The three others all looked on in astonishment.
"Anyway... bums in the air," Flash announced, taking a slightly bigger sip than Tank had.
"I think you mean... bottoms up," corrected Peter, in a voice that sounded very much like that of a teacher.
"I know what I meant," gurgled Flash, much to Peter's chagrin.
It soon became clear that Flash was also adept at controlling (if that was the right word) the 'drink': it didn't hang around inside him, as it had in Tank, but seemingly using his hands, and his fingers in particular, Flash managed to burp, belch and expel all sorts of intricate 3D shapes, his latest being a rather impressive love heart.

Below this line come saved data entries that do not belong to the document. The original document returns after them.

PR #470, opened 2024-04-22
fix: useWalletService by forcefully disabling it when wallet service URL is empty

alexruzenhack:
### Acceptance Criteria
- It should fix wallet-service usage when it should not be used: when a user empty wallet service URL

### Security Checklist

### DIFF
--- a/src/sagas/wallet.js
+++ b/src/sagas/wallet.js
@@ -124,7 +124,7 @@ export function* isWalletServiceEnabled() {
 
   let walletServiceEnabled = yield call(checkForFeatureFlag, WALLET_SERVICE_FEATURE_TOGGLE);
 
-  // At this point the networkSettings already have been set by startWallet.
+  // At this point, the networkSettings have already been set by startWallet.
   const networkSettings = yield select(getNetworkSettings);
   if (walletServiceEnabled && isEmpty(networkSettings.walletServiceUrl)) {
     // In case of an empty value for walletServiceUrl, it means the user
@@ -142,6 +142,13 @@ export function* startWallet(action) {
     words,
     pin,
   } = action.payload;
+
+  // clean memory storage and metadata before starting the wallet.
+  // This should be cleaned when stopping the wallet,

After watching Tank and Flash master the art of drinking, or controlling, igneus saevio, Gee Tee quickly resumed where they left off, and in no time at all was hurling all sorts of intricate shapes and patterns throughout the workshop. The master mantra maker bowed at the mock applause, and then it was Peter's turn. Having watched his friends work almost miracles, he was more than a little tense, which was totally understandable really, given his previous experience with the disguised Peruvian mantra ink. Grasping the silver cylinder with both hands, Peter gulped down the tiniest sip he dared, with the three others looking on. Moments later the pleasure from the drink worked its way down his throat and circled around the top of his stomach like some out of control train. Despite this, he felt more relaxed and in control of the situation than the last time he'd tried some and was starting, or so he thought, to control the drink with some very intricate patterns that his fingers were making. That was, right up until the point where Tank's oversized head popped up directly in front of Peter's face. Briefly, Peter wondered if he was doing something wrong, but it turned out Tank had something else in mind for his friend. Instantly Tank sucked his cheeks in as far as they would go, while at the same time screwing up his nose and turning cross eyed.
Peter reacted in the only way he could... he laughed. Not just a little laugh, but the mother of all laughs, and couldn't for the life of him remember seeing anything funnier than his friend's face at that very moment. As the tears started to run down his face, it suddenly dawned on him that the igneus saevio had, for all intents and purposes, escaped the clutches of his control. As this registered somewhere deep inside his mixed up DNA, he wondered why Tank's funny face had disappeared, to be replaced by his normal face, crying tears of laughter. It was then that he noticed that Flash, too, had tears of laughter running down each of his cheeks, dripping like water from a drainpipe during a storm, onto the floor. Gee Tee, from a sitting position behind Peter, was slightly quicker on the uptake than Peter himself, and with a speed and agility that belied his age, dived headfirst across the workshop, the tiniest flap of his wings helping him on his way. It was then that it happened. There was nothing Peter could have done to stop it, that was how quick and without warning it was. The single biggest, rip roaring fart in the world exploded from Peter's bum, forcing a blue and green whistling fireball to rip a hole in the back of his trousers, totally destroying the chair that the old shopkeeper had been sitting in only a split second before.